A sombra refere-se a conteúdos reprimidos como frustrações, omissões, vergonhas, medos, que guardados, tomaram dentro de nós formas negativas e potencializaram-se, sendo refletidos em nossos comportamentos, como atos indevidos ou com proporções indevidas. São as compulsões, “defeitos de caráter”, tidos como comportamentos doentios, que atuam internamente, através de impulsos sem freios, sem limites,sem equilíbrio. E que tantos estragos causam na vida. Agressões, estupidez, atos invasivos, desrespeito a alguém ou a natureza...desde graus leves aos mais altos. Um moralismo hipócrita é carregado de sombras profundas...o marido que fica vendo pornografia enquanto a esposa  prepara o jantar,  é sombra; as cadeias estão cheias de histórias onde a sombra atuou e a pessoa cometeu um crime.

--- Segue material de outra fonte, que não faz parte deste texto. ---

PR #14579, opened 2024-02-19
docs(python): Improve examples for `Series.binary.encode` and `Series.binary.decode`.

mbuhidar:
A portion of #13161 
Improve formatting for `Series.binary.encode` and `Series.binary.decode` examples.  Also added an example case for `Series.binary.decode` with the `strict` parameter set to `False`.


py-polars/polars/series/binary.py
```diff
@@ -149,6 +168,10 @@ def encode(self, encoding: TransferEncoding) -> Series:
             "ffff00"
             "0000ff"
         ]
+
+        Encode to base64 values from binary.
+
+        >>> s = pl.Series("colors", [b"\x00\x00\x00", b"\xff\xff\x00", b"\x00\x00\xff"])
```
stinodego, line 174: We shouldn't repeat data unnecessarily.

py-polars/polars/series/binary.py
```diff
@@ -104,6 +104,8 @@ def decode(self, encoding: TransferEncoding, *, strict: bool = True) -> Series:
 
         Examples
         --------
+        Decode hex values to binary.
```
stinodego, line 107: I don't think "decode to" is proper English?

py-polars/polars/series/binary.py
```diff
@@ -122,6 +127,18 @@ def decode(self, encoding: TransferEncoding, *, strict: bool = True) -> Series:
             b"\xff\xff\x00"
             b"\x00\x00\xff"
         ]
+
+        Mask results for invalid values with null values versus raising an error.
```
stinodego, line 131:
```suggestion
        Set `strict=False` to set invalid values to null instead of raising an error.
```

stinodego (changes requested):
Thanks, a few comments.

It's probably better to focus our efforts on providing examples for functions that do not have any yet.

py-polars/polars/series/binary.py
mbuhidar: Makes sense - will remove.

py-polars/polars/series/binary.py
mbuhidar: Agree - will remove "to binary" from those lines.

py-polars/polars/series/binary.py
mbuhidar: Thank you - much more clear.  Will change line as suggested.

stinodego (approved):
Made some more changes. Good to be merged 👍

A sombra é escura e misteriosa. E pode ser perigosa. É tudo o que de nós procuramos esconder... artimanhas, estratégias, jogos de relacionamento, tudo o que tenta mostrar o que se deseja que seja visto, em detrimento de que a verdadeira intenção apareça. Alí também está a sombra. O perigo maior está em ignorá-la. Não se pode lutar com a sombra, mas sobre ela pode-se jogar luz. Aí está um grande desafio, confrontar nossos aspectos sombrios e torná-los luz internamente. A consciência do que somos nos humaniza; nos desenvolve.
Integrar a sombra é ficar um pouco mais inteiro, encontrar nosso elo perdido... afinal, só podemos crescer  para o lado que ainda não foi desenvolvido.
*Maria Cristina Recco é psicoterapeuta junguiana (CRP 08/1453)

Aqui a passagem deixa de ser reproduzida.